(Records from a data collection)
*** Begin section ***
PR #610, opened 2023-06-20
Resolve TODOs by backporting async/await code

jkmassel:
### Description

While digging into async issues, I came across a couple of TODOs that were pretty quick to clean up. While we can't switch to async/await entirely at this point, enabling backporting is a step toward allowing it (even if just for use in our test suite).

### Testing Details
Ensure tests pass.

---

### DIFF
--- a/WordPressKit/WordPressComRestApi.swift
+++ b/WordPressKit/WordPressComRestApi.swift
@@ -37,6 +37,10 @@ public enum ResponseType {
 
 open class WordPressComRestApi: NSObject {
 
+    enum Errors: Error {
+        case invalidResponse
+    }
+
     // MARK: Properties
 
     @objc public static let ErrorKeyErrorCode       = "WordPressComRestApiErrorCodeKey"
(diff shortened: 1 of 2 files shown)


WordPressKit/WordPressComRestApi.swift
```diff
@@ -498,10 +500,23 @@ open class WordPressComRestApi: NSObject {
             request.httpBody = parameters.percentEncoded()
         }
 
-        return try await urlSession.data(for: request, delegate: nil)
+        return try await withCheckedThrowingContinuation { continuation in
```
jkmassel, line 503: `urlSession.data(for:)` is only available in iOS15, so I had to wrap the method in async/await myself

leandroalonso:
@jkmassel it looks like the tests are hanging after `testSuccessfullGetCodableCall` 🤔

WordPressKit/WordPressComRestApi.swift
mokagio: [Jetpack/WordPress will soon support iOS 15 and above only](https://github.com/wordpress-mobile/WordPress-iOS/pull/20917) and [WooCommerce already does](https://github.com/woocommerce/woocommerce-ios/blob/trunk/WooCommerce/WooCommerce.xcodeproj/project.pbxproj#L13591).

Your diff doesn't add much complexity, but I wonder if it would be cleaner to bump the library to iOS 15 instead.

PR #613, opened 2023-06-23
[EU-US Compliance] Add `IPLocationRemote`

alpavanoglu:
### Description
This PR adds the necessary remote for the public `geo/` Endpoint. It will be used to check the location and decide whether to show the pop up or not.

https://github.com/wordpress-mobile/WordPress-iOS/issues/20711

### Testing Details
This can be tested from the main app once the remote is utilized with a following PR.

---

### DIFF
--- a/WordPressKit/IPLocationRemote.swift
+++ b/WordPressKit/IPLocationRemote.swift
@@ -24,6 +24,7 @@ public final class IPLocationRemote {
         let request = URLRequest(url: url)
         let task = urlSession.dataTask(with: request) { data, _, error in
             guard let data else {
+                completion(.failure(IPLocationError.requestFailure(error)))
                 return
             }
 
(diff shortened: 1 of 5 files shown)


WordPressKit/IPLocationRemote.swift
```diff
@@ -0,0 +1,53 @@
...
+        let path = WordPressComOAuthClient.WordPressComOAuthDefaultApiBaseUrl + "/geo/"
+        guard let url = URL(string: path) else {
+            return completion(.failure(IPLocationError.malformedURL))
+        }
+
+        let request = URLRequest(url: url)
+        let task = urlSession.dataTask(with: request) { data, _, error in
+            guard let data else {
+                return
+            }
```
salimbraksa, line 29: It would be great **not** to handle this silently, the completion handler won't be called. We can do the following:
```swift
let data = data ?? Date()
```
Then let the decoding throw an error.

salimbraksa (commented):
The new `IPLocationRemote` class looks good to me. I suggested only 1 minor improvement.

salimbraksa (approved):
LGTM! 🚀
*** End section ***
**REQUIREMENT**
Return, word for word, every line from the top of the entries down to the line that holds "-37,6 +37,10 @@", both included.

**REPLY TO THE TASK**
PR #610, opened 2023-06-20
Resolve TODOs by backporting async/await code

jkmassel:
### Description

While digging into async issues, I came across a couple of TODOs that were pretty quick to clean up. While we can't switch to async/await entirely at this point, enabling backporting is a step toward allowing it (even if just for use in our test suite).

### Testing Details
Ensure tests pass.

---

### DIFF
--- a/WordPressKit/WordPressComRestApi.swift
+++ b/WordPressKit/WordPressComRestApi.swift
@@ -37,6 +37,10 @@ public enum ResponseType {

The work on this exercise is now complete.